Data provided —
■ ■ ■ ■ ■ ■ ■
PR #172, opened 2021-06-14
Add workflow to update the environment.yml in dependabot PRs

niklassiemer:


niklassiemer:
@muh-hassani  could you please make and add a new `DEPENDABOT_WORKFLOW_TOKEN`?

niklassiemer:
@muh-hassani could you also check if there is a `CODACY_PROJECT_TOKEN` since the Coverage workflow seems to expect but not find one? I am kind of confused since the coverage was working here, was it not?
■ ■ ■ ■ ■ ■ ■
Task prompt — Copy out every line of the material above that mentions the word "hassani".

Your response —
@muh-hassani  could you please make and add a new `DEPENDABOT_WORKFLOW_TOKEN`?
@muh-hassani could you also check if there is a `CODACY_PROJECT_TOKEN` since the Coverage workflow seems to expect but not find one? I am kind of confused since the coverage was working here, was it not?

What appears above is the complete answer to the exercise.